**EXERCISE INPUT:**
____
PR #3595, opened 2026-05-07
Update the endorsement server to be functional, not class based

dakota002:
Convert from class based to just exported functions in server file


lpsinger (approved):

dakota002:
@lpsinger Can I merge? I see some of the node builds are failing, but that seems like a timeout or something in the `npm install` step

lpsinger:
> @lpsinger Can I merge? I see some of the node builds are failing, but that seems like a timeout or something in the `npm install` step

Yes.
____
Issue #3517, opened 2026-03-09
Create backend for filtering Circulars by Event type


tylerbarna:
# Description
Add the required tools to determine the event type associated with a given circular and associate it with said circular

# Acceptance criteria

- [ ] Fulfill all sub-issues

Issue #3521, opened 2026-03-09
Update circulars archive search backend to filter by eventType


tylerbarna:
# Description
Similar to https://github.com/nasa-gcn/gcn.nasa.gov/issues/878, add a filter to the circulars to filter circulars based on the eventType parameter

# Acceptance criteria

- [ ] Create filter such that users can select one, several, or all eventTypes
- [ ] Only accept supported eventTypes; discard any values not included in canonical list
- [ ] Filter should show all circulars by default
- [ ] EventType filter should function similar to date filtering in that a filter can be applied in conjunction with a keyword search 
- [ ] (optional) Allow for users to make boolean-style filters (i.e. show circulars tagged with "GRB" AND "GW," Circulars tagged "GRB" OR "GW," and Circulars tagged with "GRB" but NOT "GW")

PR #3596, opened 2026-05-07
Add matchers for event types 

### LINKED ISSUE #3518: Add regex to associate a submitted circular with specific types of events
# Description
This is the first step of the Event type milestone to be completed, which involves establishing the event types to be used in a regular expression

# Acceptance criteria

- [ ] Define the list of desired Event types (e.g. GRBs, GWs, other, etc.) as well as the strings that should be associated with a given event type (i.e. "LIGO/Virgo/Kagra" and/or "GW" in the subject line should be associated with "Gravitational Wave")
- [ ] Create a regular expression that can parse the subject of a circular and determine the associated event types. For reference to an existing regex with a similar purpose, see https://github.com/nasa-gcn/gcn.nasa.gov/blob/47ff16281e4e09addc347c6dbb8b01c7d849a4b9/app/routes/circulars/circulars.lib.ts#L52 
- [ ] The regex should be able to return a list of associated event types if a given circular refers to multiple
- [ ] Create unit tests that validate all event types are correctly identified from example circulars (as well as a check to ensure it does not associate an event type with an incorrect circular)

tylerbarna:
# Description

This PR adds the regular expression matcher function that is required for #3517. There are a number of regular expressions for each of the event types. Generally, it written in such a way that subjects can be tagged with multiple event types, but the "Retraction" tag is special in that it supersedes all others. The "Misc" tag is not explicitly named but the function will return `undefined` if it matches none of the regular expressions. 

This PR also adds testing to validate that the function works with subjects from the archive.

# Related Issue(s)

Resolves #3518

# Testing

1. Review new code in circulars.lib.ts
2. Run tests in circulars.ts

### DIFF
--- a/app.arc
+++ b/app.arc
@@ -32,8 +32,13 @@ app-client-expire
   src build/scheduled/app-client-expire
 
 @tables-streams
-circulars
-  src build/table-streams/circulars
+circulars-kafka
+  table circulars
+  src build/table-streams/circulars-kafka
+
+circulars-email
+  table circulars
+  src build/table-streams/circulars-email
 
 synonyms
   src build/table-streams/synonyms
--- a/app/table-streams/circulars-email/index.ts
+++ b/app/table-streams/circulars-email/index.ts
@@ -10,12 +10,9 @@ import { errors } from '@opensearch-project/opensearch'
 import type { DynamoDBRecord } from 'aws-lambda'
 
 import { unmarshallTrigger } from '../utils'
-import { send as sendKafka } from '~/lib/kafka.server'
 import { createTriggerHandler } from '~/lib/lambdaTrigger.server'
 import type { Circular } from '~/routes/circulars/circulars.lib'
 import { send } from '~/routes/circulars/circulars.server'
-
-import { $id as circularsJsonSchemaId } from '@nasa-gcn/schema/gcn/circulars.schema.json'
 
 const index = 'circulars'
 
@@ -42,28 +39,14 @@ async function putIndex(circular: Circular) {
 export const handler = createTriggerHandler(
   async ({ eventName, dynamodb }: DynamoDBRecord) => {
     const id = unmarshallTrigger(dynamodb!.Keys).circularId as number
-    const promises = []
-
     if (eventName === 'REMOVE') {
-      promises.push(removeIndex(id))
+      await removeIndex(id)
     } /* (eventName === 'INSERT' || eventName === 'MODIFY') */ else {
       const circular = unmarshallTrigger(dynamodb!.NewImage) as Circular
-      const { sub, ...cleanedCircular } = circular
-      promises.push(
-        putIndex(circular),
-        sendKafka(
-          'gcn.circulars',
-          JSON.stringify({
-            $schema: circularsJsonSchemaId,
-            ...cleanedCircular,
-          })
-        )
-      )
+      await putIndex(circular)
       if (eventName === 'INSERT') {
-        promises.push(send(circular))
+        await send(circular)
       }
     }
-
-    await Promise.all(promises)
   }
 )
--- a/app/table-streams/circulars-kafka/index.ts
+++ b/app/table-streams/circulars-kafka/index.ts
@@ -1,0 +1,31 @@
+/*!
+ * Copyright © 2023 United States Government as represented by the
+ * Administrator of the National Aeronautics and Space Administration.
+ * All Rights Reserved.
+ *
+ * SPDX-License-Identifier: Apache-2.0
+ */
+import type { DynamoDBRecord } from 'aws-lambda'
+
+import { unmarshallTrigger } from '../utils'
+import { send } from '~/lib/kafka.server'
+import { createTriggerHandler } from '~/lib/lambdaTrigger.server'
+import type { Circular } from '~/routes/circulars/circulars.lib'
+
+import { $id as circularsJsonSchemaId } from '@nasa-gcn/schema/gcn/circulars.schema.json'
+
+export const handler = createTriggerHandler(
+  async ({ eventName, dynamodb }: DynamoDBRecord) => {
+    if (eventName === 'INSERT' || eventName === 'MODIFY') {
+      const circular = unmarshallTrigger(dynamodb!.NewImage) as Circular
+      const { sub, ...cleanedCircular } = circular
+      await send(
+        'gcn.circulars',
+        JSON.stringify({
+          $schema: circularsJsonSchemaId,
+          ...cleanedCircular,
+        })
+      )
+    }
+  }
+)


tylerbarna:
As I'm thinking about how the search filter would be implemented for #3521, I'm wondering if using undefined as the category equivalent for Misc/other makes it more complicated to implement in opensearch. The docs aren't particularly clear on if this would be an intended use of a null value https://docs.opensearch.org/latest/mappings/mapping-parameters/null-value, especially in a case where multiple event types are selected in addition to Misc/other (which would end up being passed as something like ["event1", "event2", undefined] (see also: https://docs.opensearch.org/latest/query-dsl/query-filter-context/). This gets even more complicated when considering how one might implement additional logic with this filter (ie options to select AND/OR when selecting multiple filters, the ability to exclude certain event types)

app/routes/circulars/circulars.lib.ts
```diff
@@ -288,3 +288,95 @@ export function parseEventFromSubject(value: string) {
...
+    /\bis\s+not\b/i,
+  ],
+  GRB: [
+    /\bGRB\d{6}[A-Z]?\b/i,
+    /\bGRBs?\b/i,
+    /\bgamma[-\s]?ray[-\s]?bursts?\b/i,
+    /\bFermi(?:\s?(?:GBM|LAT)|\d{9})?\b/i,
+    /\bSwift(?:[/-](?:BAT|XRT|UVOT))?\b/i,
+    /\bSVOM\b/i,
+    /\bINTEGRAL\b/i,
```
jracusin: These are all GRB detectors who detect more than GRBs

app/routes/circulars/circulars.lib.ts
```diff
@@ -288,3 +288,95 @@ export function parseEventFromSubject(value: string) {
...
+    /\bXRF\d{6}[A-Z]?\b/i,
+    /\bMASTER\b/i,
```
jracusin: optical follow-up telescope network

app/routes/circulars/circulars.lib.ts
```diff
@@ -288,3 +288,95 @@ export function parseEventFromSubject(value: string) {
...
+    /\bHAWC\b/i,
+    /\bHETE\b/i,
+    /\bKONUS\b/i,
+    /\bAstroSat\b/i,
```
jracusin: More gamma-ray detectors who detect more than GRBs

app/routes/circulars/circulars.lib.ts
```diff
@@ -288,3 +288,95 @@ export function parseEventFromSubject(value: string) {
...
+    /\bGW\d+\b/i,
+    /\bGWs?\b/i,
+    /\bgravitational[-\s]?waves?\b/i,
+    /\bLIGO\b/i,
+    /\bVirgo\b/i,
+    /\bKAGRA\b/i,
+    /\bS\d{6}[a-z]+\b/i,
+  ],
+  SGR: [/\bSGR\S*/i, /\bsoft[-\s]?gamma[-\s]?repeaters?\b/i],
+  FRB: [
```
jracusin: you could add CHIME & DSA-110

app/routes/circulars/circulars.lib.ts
____
**GOAL OF THE EXERCISE:** In the records above, how many lines contain the word "MODIFY"? State only the number.

**YOUR SOLUTION:** 2